● **Assigned task**
Every line below that has "running" in it should be copied.

● **Material for the task**
PR #1134, opened 2026-06-11
fix: bounds, lifetime, and equality bugs in C++ bindings

henryiii:

Addresses part of #1132.

This fixes a set of reviewed, pre-verified bugs in the pybind11 bindings (several reproduced as interpreter crashes), plus a few small simplifications. Adds Python-level regression tests in `tests/test_core.py`.

## Crash / correctness fixes

1. **Out-of-range negative index → SIGBUS** (`src/userparameterstate.cpp`): `getitem` adjusted a negative index but never re-checked `i < 0`, so `state[-(n+1)]` fed a negative int into `Parameter(unsigned)` and crashed the interpreter. Now re-checks `if (i < 0 || i >= n) throw py::index_error();`, matching `usertransformation.cpp`. `MnUserCovariance.__getitem__` (`src/usercovariance.cpp`) had **no** bounds check at all — added range checks for both indices with negative-index support.
2. **`nan_equal` tautology** (`src/equal.cpp`): `std::isnan(a) == std::isnan(b) || a == b` is true for *any* two non-NaN values, so `MinuitParameter::operator==` never actually compared limit values (states with limits `(-1, 5)` vs `(-2, 7)` compared equal). Now `a == b || (std::isnan(a) && std::isnan(b))`.
3. **Missing `keep_alive` → segfault** (`src/minos.cpp`, `src/contours.cpp`, `src/scan.cpp`): `MnMinos`/`MnContours` store `const FCNBase&` and `const FunctionMinimum&` references, `MnScan` stores `const FCNBase&`. Added `py::keep_alive<1, 2>()` (FCN) to all three and `py::keep_alive<1, 3>()` (FunctionMinimum) to `MnMinos`/`MnContours`, matching `migrad.cpp`/`simplex.cpp`.
4. **`__iter__` missing `keep_alive<0, 1>`** (`src/userparameterstate.cpp`, `src/usertransformation.cpp`): `py::make_iterator` over the internal vector without keeping the parent alive. Added `keep_alive<0, 1>()` to both.
5. **`MnPrint` dangling prefix** (`src/print.cpp`): `py::init<cstr, int>()` stored a `const char*` owned by a dead temporary (the prefix is pushed onto a long-lived stack), producing garbage / `UnicodeDecodeError`. Replaced with a `PyMnPrint` holder struct that owns a `std::string` outliving the contained `MnPrint`. Class-level statics (`global_level`, `show_prefix_stack`, `add_filter`, `clear_filter`) and the Python API are unchanged.
6. **`update_fmin` float vs double** (`src/hesse.cpp`): `float maxedm` silently narrowed the Python-side `edm_goal`; changed to `double`.

## Simplifications

7a. `MnUserParameterState::operator==` compared `Fval()` twice — removed the duplicate.
7b. Deleted the `std::operator==(const vector<double>&, ...)` overload added to namespace `std` (duplicates the standard operator and is formally UB); all call sites resolve to the std one and everything compiles.
7c. `CMakeLists.txt`: added `CONFIGURE_DEPENDS` to the `src/*.cpp` glob.

## Tests added (`tests/test_core.py`)

- `test_MnUserCovariance`: valid negative indices, and out-of-range indices raise `IndexError`.
- `test_MnUserParameterState`: valid negative index, out-of-range raises `IndexError`.
- `test_MnUserParameterState_limit_equality`: parameters/states differing only in limit values are not equal.
- `test_MnUserParameterState_iter_keep_alive`: iterating a temporary state.
- `test_MnMinos_keep_alive`: construct `MnMinos` from temporary FCN/FunctionMinimum, drop all other refs, run minos.
- `test_MnPrint_prefix`: construct and log without garbage/crash.

## Notes

- All findings held on re-verification; nothing was skipped.
- Full suite passes except `tests/test_tabulate.py::test_params`, which fails identically on `develop` without these changes (a `tabulate` library version whitespace difference, unrelated to this PR).
- The `check-root-version` pre-commit hook reports a mismatch (`...g56be091a18` vs `...g56be091a18c`) due to the local git short-hash length; this is a pre-existing discrepancy in `doc/conf.py` and unrelated to these changes, so it was left untouched.

### DIFF
--- a/CMakeLists.txt
+++ b/CMakeLists.txt
@@ -20,7 +20,7 @@ set(CMAKE_CXX_EXTENSIONS OFF) # optional, keep compiler extensionsn off
 set(PYBIND11_FINDPYTHON ON)
 find_package(pybind11 CONFIG REQUIRED)
 
-file(GLOB SOURCES_A "src/*.cpp")
+file(GLOB SOURCES_A CONFIGURE_DEPENDS "src/*.cpp")
 # Keep in sync with tool.scikit-build.sdist.include in pyproject.toml
 set(SOURCES_B
     extern/root/math/mathcore/src/Util.cxx
--- a/src/contours.cpp
+++ b/src/contours.cpp
@@ -10,7 +10,8 @@ using namespace ROOT::Minuit2;
 void bind_contours(py::module m) {
   py::class_<MnContours>(m, "MnContours")
 
-      .def(py::init<const FCNBase&, const FunctionMinimum&, const MnStrategy&>())
+      .def(py::init<const FCNBase&, const FunctionMinimum&, const MnStrategy&>(),
+           py::keep_alive<1, 2>(), py::keep_alive<1, 3>())
       .def("__call__",
            [](const MnContours& self, unsigned ix, unsigned iy, unsigned npoints) {
              const auto ce = self.Contour(ix, iy, npoints);
--- a/src/equal.cpp
+++ b/src/equal.cpp
@@ -1,12 +1,6 @@
 #include "equal.hpp"
-#include <algorithm>
 #include <cmath>
-#include <vector>
 
-bool nan_equal(double a, double b) { return std::isnan(a) == std::isnan(b) || a == b; }
-
-namespace std {
-bool operator==(const vector<double>& a, const vector<double>& b) {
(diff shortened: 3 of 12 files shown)


HDembinski:
Surprising that it works without the operator== overload for vectors, perhaps it didn't for an older C++ version.

Looks okay.

PR #1136, opened 2026-06-11
perf: avoid numpy round-trips in the FCN hot loop

henryiii:

Addresses part of #1132.

## What

The `FCN` object bridges the user's Python cost function into Minuit2 and is called once per minimizer evaluation. Two avoidable numpy round-trips were happening on that hot path:

1. **`type_caster<std::vector<double>>::load` (`src/pybind11.hpp`)** converted incoming numpy arrays element-by-element via the Python iterator protocol, allocating one `np.float64` temporary and running a per-element cast for every element. Added a fast path: contiguous numpy arrays are now copied through the buffer protocol with a single `std::vector::assign`. Non-array sequences still use the generic iterator path; non-contiguous / non-`double` arrays are normalized via `c_style | forcecast` (`ensure()` returns null on a genuinely unconvertible input, so invalid inputs are still rejected).

2. **Scalar (non-array) calling convention (`src/fcn.cpp`)** in `operator()`, `Gradient`, `G2`, and `Hessian` cast the `std::vector<double>` to a numpy array (via the custom caster) and unpacked it as `*args`, so the user function received `np.float64` scalars. These now build a `py::tuple` of plain Python `float`s directly, removing an array allocation plus N numpy-scalar allocations per call. The array-call branches are unchanged (still pass a numpy array).

## :warning: Behavior-visible change (needs maintainer judgment)

Scalar-mode cost functions now receive **Python `float`** arguments instead of **`numpy.float64`**. Arithmetic on plain `float` is faster, and this is generally a non-issue, but any user code that relied on numpy-scalar behavior (e.g. `.dtype`, numpy-specific methods, overflow-to-inf instead of `OverflowError`) would see a difference. The full test suite passes with this change.

## Benchmarks

macOS, CPython 3.13. Median of 7 runs, microseconds per FCN evaluation (lower is better), measured by repeatedly calling the built `FCN` directly on a 2-parameter quadratic; `migrad` is ms per full solve (median of 5).

| benchmark | before | after | speedup |
|---|---:|---:|---:|
| scalar call, list arg (`fcn([x, y])`) | 0.632 us | 0.280 us | 2.3x |
| scalar call, numpy-array arg | 0.826 us | 0.212 us | 3.9x |
| gradient call (returns numpy array) | 1.161 us | 0.478 us | 2.4x |
| full `migrad()` solve | 0.043 ms | 0.029 ms | 1.5x |

(The numpy-array-arg scalar case benefits from both changes; the list-arg case benefits from the tuple-of-floats change; the gradient case benefits from the buffer-protocol `load` fast path on the returned array.)

## Tests

`uv run pytest -n=auto -q` passes. Two unrelated pre-existing failures on `develop` are **not** caused by this PR (verified by running them on a clean `develop` build): `tests/test_tabulate.py::test_params` (a tabulate formatting/whitespace mismatch) and the `check-root-version` pre-commit hook (a submodule version-string mismatch in `doc/conf.py`). numba-cfunc tests pass (those take the array/cfcn path, untouched).


HDembinski:
nice

henryiii:

Rebased onto `develop` now that #1140 is merged. The only conflict was the scalar call path in `src/fcn.cpp`, which both PRs touched. Resolved by combining them — call with the plain-float tuple from this PR and convert the result with #1140's `as_double`:
```cpp
return check_value(as_double(fcn_(*args_as_floats(x))), x);
```
This keeps the hot-loop optimization while preserving the size-1/scalar guard. Rebuilt the extension and ran `tests/test_minuit.py` + `tests/test_cost.py` (269 passed, matplotlib-only tests skipped locally); the new `test_cost_returns_*` regression tests pass.

henryiii:
This could have user-facing impact, as seen by one of the notebooks changing. The reason the notebook worked before is that while `value` is a plain list, `delta = value - xp` worked only because `xp` inherited `np.float64` from the parameter `z`.

Plain floats are simplest and fastest, but we could instead wrap floats in `np.float64`, which keeps some of the speed up and would be fully backward compatible.

Here's the breakdown:

```
plain float tuple   ~23 ns   (current branch)
np.float64 tuple    ~65 ns   (back-compat)
array + unpack     ~315 ns   (develop)
```

This is easy to fix (`value` should have been a numpy array in the first place, not a list!), and plain floats are still much faster, so I'd lean toward making the backward incompatible change. But we could do it in two steps (reducing this PR to just the first, fully backward-compatible step), or we could just do that for now.

eduardo-rodrigues:
Hello @henryiii and @ikrommyd, I'm looking at all open PRs as I updated today the publications citing iminuit and they keep coming. It's really important to keep maintaining and improving iminuit.

You @henryiii talked about a possible adaptation below but this PR is otherwise very welcome performance improvements and seems ready. Shall we go ahead and merge? Seems the best course of action IMO.

henryiii:
> It's really important to keep maintaining and improving iminuit.

Strong agree, and since Python 3.15rc1 is out, and projects are shipping support (like numpy, boost-histogram, etc), we should ship 3.15 wheels soon.

Do you want the completely backward compatible version (315->65 ns) or the slightly backward incompatible version (315->23 ns) (current PR).

eduardo-rodrigues:
The performance improvement with the slight backward incompatibility is very significant, and hence important for complex fits or fit toys to a lot of data, for example. And people love performance in general and in fitting in particular. Furthermore, iminuit provides very many stable releases to use and the last minor release was 9 months ago. In short, I personally find it well justified to go ahead with the little break and soon make a v2.33.0 with a warning on the change.

Since the thread above is getting old-ish and @HDembinski appreciated the performance improvement, I would to assume he is also happy.

My 2 cents :).

eduardo-rodrigues (approved):

HDembinski:
Neat

PR #1137, opened 2026-06-11
fix: masked BinnedNLL gradient

henryiii:

The masked renormalization correction in `BinnedNLL._grad` summed the model gradient over both axes, which gave one scalar for all parameters. It must give one correction per parameter. Any masked `BinnedNLL` fit that used the analytic gradient got silently wrong results.

The mask selects along the first axis only, so for a multi-dimensional histogram the correction must also sum over the remaining bin axes, then reshape to broadcast over the prediction.

The existing `test_BinnedNLL_mask` uses a one-parameter 1D model, for which the sums agree, so the bug was not seen. The new tests compare against a numerical gradient with two parameters in 1D and with a masked 2D histogram.

Reported in #1132.

### DIFF
--- a/src/iminuit/cost.py
+++ b/src/iminuit/cost.py
@@ -2022,7 +2022,7 @@ class BinnedNLL(BinnedCostWithModel):
         # normalise probability of remaining bins
         if ma is not None:
             psum = np.sum(p[ma])
-            pg = pg / psum - p * np.sum(pg[:, ma]) / psum**2
+            pg = pg / psum - p * np.sum(pg[:, ma], axis=1)[:, np.newaxis] / psum**2
             p /= psum
         # scale probabilities with total number of entries of unmasked bins in histogram
         n = self._counts()
--- a/src/iminuit/cost.py
+++ b/src/iminuit/cost.py
@@ -2022,7 +2022,10 @@ class BinnedNLL(BinnedCostWithModel):
         # normalise probability of remaining bins
         if ma is not None:
             psum = np.sum(p[ma])
-            pg = pg / psum - p * np.sum(pg[:, ma], axis=1)[:, np.newaxis] / psum**2
+            # sum over all bin axes; pg[:, ma] keeps the trailing axes of a
+            # multi-dimensional histogram, so it needs a reshape to broadcast over p
+            corr = np.sum(pg[:, ma].reshape(len(pg), -1), axis=1)
+            pg = pg / psum - p * corr.reshape((-1,) + (1,) * p.ndim) / psum**2
             p /= psum
         # scale probabilities with total number of entries of unmasked bins in histogram
         n = self._counts()
--- a/tests/test_cost.py
+++ b/tests/test_cost.py
@@ -904,6 +904,27 @@ def test_BinnedNLL_mask_grad_multipar():
         assert_allclose(g, ref(*args), rtol=1e-3)
 
 
+def test_BinnedNLL_2D_mask_grad():
+    # regression test: with a multi-dimensional histogram, the mask selects along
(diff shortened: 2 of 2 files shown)


henryiii:

Rebased onto `develop`. While verifying CI I found the `coverage` job still failing on `test_CostSum_visualize` — but it's a **separate, pre-existing break on develop** (not fixed by #1140): matplotlib ≥ 3.11 now raises `ValueError: Figure N already exists` when `plt.subplots(num=fig.number)` reuses the current figure. Since this PR already touches that exact line for the `squeeze=False` fix, I folded in `clear=True` here. Verified locally (built the wheel, all `test_cost.py::*visualize*` pass; `clear=True` preserves the `set_figwidth` call and yields the correct `ax` shape).

henryiii:
@HDembinski This is needed to get the rest of the PRs to go green (the `clear=True` fix above), so reviewing this next would be good.

(Note: "draft" means I have not reviewed it yet, I'm taking these out of draft when I review; you can review at any time)

HDembinski:
Since this is AI generated, these should be individual focused PRs, not this hard to review collection of fixes.

henryiii:
Let me pull out the one that helps with CI, then I'll split the rest up.

henryiii:
(Fully doing one per fix would have hit the CI pretty hard, but I can break them up one at a time if that helps)

henryiii:

Pulled the matplotlib `clear=True` figure-reuse fix out into its own PR: #1141. This PR now keeps only the `squeeze=False` part of the visualize change (plus the other cost-function fixes), based on `develop`.

Heads up: until #1141 merges, the `coverage` job here will be **red** on `test_CostSum_visualize` (matplotlib ≥ 3.11 raises on the figure reuse, independent of `squeeze=False`). That's expected — rebasing onto `develop` once #1141 lands turns it green.

henryiii:
(Need to figure out how to stop Claude from commenting every rebase here, normally it doesn't do that)

src/iminuit/cost.py
```diff
@@ -2000,7 +2000,7 @@ def _grad(self, args: Sequence[float]) -> NDArray:
         # normalise probability of remaining bins
         if ma is not None:
             psum = np.sum(p[ma])
-            pg = pg / psum - p * np.sum(pg[:, ma]) / psum**2
+            pg = pg / psum - p * np.sum(pg[:, ma], axis=1)[:, np.newaxis] / psum**2
```
ikrommyd: This is correct for 1D but fable informs me that this is still wrong for 2D masked gradients. It suggested this change but I haven't out the bath myself.
```suggestion
            corr = np.sum(pg[:, ma].reshape(pg.shape[0], -1), axis=1)
            pg = pg / psum - p * corr.reshape((-1,) + (1,) * p.ndim) / psum**2
```

ikrommyd (changes requested):
Please consider the comment for the 2D case. It's correct for 1D already. I would have thought of checking this myself tbh so fable is probably right here. If it's right, you can add the change with a 2 line comment explaining it + a test for the 2D case.

src/iminuit/cost.py
henryiii: :robot: _AI text below_ :robot:

Confirmed and applied. `BinnedNLL.mask` selects along the first axis only, so for a 2D histogram `pg[:, ma]` keeps the trailing bin axis and `sum(axis=1)` left one correction per column instead of one per parameter. It broadcast without an error, so the result was silently wrong.

Added `test_BinnedNLL_2D_mask_grad`, which compares a masked 2D gradient to the numerical gradient. It fails on the old code (all 4 elements mismatch) and passes now.

ikrommyd (approved):
Should be good now. Thanks!

PR #232, opened 2022-04-05
feat: automatically discover default vervet resources directory

cmars:
Use vervet project configuration to locate where resources are defined
for workflow commands.

### DIFF
--- a/src/workflows/file-resolvers.ts
+++ b/src/workflows/file-resolvers.ts
@@ -1,18 +1,23 @@
-import findParentDir from "find-parent-dir";
 import fs from "fs-extra";
 import path from "path";
 import { OpenAPIV3 } from "@useoptic/openapi-utilities";
+import { loadVervetResoucePaths } from "./vervet-resolver";
 
 export async function resolveResourcesDirectory(
   workingDirectory: string = getSweaterCombWorkingDirectory(),
 ): Promise<string | undefined> {
-  return new Promise((resolve) => {
-    findParentDir(workingDirectory, "resources", function (err, dir) {
-      if (err || !dir) {
-        resolve(undefined);
-      } else resolve(path.join(dir, "resources"));
-    });
-  });
+  const vervetPaths = await loadVervetResoucePaths(workingDirectory);
+  if (!vervetPaths) {
+    return undefined;
+  }
+  const resolvedWorkingDirectory = path.resolve(workingDirectory);
+  for (const rcPath of vervetPaths.resourcesPaths.values()) {
+    const absRcPath = path.resolve(path.join(vervetPaths.projectRoot, rcPath));
+    if (resolvedWorkingDirectory.startsWith(absRcPath)) {
+      return absRcPath;
+    }
+  }
+  return path.join(vervetPaths.projectRoot, vervetPaths.defaultResourcesPath);
 }
 
 export type ResourceVersionLookupResults =
@@ -53,7 +58,7 @@ export async function resolveResourceVersion(
   const resourceNameLowerCase = resourceName.toLowerCase();
 
   const resourceNames = (await fs.readdir(resources)).filter((maybeResource) =>
-    fs.lstatSync(path.join(resources, maybeResource)).isDirectory(),
+    fs.lstatSync(path.join(resources!, maybeResource)).isDirectory(),
   );
 
   if (!resourceNames.includes(resourceNameLowerCase)) {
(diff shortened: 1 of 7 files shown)


src/workflows/vervet-resolver.ts
```diff
@@ -0,0 +1,41 @@
...
+    } catch (err) {
+      // Do nothing
+    }
+    cwd = path.join(cwd, "..");
+  }
+  return null;
+};
+
+export const getDefaultResourcePath = (): string | null => {
+  const vervetConfPath = resolveContainingPath(".vervet.yaml");
```
cmars, line 21: find-parent-dir doesn't work here, not sure why.

acunniffe:
This looks good so far. I like the approach to testing you took here as well. 

Lmk if you’d like any help with error handling. I think we should probably return / error early if you’re not in a vervet project

cmars:
Updated, PTAL.

src/workflows/tests/vervet-resolver.test.ts
```diff
@@ -0,0 +1,67 @@
...
+
+  it("requires a vervet config", async () => {
+    // arrange
+    process.chdir(tmpDir);
+    fs.unlinkSync(".vervet.yaml");
+    // act
+    const vervetPaths = await loadVervetResoucePaths();
+    // assert
+    expect(vervetPaths).toBeFalsy();
+  });
```
carissadean, line 66: Is it possible to add tests for the cases in vervet-resolver when the vervet config is invalid? 
- when the yaml doesn't contain 'apis'
- when the yaml doesn't contain 'resources'

carissadean (approved):
LGTM - added one comment, but not blocking

src/workflows/file-resolvers.ts
```diff
@@ -2,19 +2,23 @@ import findParentDir from "find-parent-dir";
...
-      if (err || !dir) {
-        resolve(undefined);
-      } else resolve(path.join(dir, "resources"));
-    });
-  });
+  const vervetPaths = await loadVervetResoucePaths(workingDirectory);
+  if (!vervetPaths) {
+    return undefined;
+  }
+  workingDirectory = path.resolve(workingDirectory);
```
mrded, line 14: nit: I suggest making a new variable here, and not resetting an argument.

src/workflows/tests/vervet-resolver.test.ts
```diff
@@ -0,0 +1,67 @@
+import * as fs from "fs";
+import * as path from "path";
+import * as os from "os";
+import { loadVervetResoucePaths } from "../vervet-resolver";
+
+describe("vervet init", async () => {
+  const originalwd = process.cwd();
+  var tmpDir: string = "";
```
mrded, line 8:
```suggestion
  let tmpDir: string = "";
```

acunniffe:
LGTM -- Nice work re-implementing the same interface the workflows were using. They should run everyone now once this is merged. I might ask for better error managing but it's not as important since we have this setup to work more seamlessly for everyone. 

Reminder to:
[] update the documentation

src/workflows/file-resolvers.ts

● **Reply**
1. **`type_caster<std::vector<double>>::load` (`src/pybind11.hpp`)** converted incoming numpy arrays element-by-element via the Python iterator protocol, allocating one `np.float64` temporary and running a per-element cast for every element. Added a fast path: contiguous numpy arrays are now copied through the buffer protocol with a single `std::vector::assign`. Non-array sequences still use the generic iterator path; non-contiguous / non-`double` arrays are normalized via `c_style | forcecast` (`ensure()` returns null on a genuinely unconvertible input, so invalid inputs are still rejected).
`uv run pytest -n=auto -q` passes. Two unrelated pre-existing failures on `develop` are **not** caused by this PR (verified by running them on a clean `develop` build): `tests/test_tabulate.py::test_params` (a tabulate formatting/whitespace mismatch) and the `check-root-version` pre-commit hook (a submodule version-string mismatch in `doc/conf.py`). numba-cfunc tests pass (those take the array/cfcn path, untouched).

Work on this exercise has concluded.